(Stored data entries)
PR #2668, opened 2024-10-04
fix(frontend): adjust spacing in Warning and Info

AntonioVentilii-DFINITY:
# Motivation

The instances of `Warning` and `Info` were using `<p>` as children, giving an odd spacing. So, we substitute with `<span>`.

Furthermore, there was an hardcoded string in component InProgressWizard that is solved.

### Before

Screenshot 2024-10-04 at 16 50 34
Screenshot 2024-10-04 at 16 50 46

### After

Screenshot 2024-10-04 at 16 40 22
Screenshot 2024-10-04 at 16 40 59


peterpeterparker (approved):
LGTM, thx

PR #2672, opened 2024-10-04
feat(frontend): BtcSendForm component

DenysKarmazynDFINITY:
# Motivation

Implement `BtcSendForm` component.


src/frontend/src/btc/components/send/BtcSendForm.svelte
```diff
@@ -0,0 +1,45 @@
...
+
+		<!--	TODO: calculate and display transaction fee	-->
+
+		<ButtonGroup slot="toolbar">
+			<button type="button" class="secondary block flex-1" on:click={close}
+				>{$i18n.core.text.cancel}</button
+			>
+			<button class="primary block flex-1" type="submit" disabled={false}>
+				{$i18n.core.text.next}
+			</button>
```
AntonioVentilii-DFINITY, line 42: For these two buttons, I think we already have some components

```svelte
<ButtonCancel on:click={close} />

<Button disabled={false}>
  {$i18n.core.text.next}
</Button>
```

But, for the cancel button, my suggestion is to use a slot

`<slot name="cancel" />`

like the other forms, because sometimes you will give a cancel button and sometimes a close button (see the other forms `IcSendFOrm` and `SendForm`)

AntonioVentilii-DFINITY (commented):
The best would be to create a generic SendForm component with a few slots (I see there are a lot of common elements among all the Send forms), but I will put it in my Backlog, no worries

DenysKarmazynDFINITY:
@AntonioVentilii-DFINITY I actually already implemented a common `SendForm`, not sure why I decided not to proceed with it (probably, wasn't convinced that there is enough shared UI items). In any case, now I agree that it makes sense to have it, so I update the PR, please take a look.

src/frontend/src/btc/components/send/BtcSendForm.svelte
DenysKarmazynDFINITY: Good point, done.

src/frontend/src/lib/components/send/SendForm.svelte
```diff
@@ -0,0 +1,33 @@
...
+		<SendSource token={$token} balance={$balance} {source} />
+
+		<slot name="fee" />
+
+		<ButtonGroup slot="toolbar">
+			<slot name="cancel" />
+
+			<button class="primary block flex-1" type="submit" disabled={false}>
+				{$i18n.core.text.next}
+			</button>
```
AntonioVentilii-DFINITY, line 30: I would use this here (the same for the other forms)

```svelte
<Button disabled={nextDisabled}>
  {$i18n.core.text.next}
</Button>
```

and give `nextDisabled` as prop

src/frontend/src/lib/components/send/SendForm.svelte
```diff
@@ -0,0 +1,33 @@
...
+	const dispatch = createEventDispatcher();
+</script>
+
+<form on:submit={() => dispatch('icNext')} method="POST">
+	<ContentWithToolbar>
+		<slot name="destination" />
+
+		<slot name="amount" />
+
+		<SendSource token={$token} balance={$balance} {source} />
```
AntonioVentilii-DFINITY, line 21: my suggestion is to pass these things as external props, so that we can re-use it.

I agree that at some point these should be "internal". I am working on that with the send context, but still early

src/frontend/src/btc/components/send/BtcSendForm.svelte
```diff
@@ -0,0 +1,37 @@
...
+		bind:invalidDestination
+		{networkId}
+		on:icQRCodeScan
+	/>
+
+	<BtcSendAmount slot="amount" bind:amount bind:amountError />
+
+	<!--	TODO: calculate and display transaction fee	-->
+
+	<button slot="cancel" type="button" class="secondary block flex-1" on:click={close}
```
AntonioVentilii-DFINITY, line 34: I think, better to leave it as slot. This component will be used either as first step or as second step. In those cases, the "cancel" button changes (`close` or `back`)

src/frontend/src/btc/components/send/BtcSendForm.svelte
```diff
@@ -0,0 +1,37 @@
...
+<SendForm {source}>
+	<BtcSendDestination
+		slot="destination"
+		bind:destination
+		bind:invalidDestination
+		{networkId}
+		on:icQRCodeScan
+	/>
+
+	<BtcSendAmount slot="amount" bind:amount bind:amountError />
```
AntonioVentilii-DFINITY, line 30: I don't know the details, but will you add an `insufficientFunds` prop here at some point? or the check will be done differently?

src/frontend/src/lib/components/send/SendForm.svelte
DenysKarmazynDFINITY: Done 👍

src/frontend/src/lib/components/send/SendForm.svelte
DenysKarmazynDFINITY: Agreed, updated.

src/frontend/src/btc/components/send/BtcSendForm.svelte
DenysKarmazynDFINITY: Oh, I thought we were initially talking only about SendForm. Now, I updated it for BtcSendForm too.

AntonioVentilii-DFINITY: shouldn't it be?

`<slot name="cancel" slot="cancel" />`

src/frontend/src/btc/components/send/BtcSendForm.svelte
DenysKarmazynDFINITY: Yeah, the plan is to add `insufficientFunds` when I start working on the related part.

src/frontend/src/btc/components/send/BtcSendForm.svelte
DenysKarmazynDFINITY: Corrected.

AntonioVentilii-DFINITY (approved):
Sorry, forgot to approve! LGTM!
==
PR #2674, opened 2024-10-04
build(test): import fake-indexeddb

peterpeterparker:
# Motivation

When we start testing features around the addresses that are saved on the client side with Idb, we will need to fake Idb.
==
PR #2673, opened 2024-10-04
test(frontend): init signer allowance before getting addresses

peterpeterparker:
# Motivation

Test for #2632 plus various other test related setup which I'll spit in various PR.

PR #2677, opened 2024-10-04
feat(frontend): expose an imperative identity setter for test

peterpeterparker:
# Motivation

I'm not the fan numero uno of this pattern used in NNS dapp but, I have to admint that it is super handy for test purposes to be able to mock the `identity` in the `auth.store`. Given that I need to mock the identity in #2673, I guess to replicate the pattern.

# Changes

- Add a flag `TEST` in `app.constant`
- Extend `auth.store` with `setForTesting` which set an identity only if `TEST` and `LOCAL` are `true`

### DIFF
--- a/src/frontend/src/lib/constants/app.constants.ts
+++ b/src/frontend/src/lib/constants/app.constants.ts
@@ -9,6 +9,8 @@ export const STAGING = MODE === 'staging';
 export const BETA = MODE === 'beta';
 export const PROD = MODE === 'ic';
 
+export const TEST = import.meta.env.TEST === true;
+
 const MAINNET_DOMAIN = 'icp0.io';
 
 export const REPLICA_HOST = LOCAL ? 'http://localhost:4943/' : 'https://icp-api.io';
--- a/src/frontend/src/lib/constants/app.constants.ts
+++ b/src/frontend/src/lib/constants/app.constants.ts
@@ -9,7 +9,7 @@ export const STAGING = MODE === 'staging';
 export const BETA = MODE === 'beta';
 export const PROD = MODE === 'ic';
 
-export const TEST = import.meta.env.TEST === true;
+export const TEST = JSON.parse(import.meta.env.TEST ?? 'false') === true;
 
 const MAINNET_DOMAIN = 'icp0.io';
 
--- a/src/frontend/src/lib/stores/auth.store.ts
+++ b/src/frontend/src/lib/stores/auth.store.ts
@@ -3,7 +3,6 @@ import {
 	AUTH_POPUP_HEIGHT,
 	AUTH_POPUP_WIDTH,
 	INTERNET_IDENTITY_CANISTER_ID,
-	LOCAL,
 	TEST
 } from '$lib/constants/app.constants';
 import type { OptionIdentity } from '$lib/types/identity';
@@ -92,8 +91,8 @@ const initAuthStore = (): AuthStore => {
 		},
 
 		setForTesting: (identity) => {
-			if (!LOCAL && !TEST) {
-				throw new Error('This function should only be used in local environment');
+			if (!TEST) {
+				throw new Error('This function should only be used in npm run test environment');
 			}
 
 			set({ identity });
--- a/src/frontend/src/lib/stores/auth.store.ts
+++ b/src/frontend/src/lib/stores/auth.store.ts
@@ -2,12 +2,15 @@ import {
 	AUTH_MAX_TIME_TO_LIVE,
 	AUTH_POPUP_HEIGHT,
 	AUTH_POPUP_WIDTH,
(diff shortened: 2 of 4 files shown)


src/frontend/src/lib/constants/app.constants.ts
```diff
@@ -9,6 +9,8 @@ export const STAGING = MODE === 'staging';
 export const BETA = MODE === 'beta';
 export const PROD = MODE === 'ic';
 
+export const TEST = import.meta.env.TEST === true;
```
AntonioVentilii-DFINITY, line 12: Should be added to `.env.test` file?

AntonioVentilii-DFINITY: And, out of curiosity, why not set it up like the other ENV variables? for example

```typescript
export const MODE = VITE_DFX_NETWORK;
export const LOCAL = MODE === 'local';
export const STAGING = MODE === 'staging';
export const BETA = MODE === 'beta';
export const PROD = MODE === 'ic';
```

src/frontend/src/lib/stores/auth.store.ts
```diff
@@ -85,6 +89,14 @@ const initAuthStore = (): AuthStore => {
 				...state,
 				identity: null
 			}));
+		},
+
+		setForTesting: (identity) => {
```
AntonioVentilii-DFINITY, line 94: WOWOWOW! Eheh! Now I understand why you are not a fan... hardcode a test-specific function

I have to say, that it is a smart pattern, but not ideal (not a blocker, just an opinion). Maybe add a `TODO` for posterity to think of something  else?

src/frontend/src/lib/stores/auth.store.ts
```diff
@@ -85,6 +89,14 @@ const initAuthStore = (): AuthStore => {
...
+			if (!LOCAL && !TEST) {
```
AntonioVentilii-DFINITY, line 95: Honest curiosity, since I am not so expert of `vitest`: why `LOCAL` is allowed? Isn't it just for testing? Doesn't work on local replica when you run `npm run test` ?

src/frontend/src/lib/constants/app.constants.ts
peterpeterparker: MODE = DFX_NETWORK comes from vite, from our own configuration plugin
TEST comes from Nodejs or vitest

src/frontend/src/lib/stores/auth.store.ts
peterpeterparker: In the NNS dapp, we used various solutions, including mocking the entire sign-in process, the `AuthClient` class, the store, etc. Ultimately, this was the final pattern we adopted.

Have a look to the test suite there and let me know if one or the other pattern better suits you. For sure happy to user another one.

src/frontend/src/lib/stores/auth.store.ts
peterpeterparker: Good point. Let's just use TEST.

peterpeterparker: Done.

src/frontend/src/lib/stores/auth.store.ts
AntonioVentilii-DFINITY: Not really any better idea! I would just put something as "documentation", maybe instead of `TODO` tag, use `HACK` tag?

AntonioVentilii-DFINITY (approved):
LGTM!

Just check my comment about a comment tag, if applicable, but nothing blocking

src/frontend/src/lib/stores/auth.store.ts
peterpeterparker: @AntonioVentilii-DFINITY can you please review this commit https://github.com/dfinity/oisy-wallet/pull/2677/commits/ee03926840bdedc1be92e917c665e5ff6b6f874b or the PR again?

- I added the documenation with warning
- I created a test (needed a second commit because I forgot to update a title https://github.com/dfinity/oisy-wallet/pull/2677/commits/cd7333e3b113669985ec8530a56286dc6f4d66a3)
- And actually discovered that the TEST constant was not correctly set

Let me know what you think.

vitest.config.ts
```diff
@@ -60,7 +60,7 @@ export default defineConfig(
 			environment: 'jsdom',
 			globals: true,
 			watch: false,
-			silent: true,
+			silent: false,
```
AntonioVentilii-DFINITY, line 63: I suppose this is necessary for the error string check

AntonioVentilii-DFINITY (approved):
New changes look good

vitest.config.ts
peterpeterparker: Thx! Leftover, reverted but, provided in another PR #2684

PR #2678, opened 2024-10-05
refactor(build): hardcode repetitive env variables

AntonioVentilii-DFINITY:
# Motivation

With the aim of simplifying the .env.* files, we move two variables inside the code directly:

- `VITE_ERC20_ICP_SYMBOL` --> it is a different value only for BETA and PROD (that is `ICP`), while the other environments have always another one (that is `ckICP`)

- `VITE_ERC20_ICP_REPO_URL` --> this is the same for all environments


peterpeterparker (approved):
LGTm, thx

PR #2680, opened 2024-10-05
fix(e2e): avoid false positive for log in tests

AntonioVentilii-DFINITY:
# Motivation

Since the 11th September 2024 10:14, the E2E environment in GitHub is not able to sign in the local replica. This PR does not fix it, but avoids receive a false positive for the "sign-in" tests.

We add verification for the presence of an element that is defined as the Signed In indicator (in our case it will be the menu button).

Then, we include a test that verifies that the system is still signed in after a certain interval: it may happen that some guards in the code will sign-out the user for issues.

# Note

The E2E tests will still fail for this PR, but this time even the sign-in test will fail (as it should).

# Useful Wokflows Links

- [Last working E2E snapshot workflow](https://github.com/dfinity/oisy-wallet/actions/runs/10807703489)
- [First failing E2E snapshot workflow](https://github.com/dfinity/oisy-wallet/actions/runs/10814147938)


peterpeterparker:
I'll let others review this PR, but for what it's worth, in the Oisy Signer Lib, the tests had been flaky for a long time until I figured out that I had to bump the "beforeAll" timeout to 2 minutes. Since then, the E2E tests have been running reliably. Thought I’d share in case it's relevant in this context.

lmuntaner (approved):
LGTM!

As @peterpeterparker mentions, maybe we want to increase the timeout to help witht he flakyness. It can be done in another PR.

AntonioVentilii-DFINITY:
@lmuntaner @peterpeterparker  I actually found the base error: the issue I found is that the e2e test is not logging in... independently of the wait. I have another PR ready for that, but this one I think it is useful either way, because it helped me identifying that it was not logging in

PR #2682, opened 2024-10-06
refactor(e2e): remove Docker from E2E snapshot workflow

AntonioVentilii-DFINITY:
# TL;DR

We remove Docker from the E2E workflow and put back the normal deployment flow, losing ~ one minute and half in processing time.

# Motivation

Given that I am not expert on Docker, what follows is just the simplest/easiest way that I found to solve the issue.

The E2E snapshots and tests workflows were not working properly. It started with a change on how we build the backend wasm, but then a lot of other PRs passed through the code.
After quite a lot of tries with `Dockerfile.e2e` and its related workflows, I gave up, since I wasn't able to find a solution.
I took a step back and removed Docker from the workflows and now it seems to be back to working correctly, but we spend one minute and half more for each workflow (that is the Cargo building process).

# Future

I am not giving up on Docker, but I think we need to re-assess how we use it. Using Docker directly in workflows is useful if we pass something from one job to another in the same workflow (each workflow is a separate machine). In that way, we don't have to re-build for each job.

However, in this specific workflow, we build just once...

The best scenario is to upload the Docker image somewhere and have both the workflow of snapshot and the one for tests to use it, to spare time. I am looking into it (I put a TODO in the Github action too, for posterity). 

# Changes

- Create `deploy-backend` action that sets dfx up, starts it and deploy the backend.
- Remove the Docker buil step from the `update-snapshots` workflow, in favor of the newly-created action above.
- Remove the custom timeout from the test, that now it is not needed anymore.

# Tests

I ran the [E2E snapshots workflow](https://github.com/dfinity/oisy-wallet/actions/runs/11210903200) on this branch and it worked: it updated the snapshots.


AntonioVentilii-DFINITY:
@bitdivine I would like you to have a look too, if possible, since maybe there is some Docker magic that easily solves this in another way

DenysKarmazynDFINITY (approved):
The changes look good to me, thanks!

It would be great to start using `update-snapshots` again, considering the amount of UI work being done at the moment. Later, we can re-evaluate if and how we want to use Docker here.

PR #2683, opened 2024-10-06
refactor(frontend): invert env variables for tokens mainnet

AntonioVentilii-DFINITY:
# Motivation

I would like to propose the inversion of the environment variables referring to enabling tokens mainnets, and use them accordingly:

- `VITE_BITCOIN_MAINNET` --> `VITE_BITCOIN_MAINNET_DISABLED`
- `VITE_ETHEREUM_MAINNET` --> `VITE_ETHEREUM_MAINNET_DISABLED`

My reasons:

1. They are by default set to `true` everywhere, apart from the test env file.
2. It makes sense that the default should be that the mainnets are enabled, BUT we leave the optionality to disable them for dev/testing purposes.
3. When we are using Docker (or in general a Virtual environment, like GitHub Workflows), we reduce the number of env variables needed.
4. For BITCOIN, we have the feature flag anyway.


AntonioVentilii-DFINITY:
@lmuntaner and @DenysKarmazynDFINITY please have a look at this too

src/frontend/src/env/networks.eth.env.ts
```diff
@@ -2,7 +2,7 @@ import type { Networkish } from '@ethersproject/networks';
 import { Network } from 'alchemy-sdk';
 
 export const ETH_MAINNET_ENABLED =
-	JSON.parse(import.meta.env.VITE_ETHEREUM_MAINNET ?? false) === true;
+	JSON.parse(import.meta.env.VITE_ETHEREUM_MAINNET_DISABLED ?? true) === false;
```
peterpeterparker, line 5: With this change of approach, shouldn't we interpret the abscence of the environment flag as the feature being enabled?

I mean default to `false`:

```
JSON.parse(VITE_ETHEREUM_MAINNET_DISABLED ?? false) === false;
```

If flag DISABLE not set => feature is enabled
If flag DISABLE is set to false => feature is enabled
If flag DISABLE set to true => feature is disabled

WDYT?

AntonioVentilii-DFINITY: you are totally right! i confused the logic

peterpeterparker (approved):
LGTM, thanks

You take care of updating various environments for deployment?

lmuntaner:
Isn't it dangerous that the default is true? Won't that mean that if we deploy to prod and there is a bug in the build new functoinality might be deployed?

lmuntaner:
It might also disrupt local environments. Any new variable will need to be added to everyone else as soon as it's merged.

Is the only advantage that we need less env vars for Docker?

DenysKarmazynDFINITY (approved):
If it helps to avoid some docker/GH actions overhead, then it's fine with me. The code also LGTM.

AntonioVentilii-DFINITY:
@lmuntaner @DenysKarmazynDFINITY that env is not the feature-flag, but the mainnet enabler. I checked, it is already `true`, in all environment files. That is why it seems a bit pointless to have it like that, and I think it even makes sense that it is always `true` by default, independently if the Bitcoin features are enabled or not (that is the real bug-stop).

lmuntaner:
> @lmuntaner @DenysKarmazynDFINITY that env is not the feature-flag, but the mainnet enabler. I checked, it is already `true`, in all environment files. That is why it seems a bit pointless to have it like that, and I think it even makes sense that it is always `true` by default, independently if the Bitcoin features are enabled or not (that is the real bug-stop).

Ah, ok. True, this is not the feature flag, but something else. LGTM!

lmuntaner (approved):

• _What needs to be done_: If a line in the data above holds the word "would", count it, and give only the final number.

• _Response to this task_: 6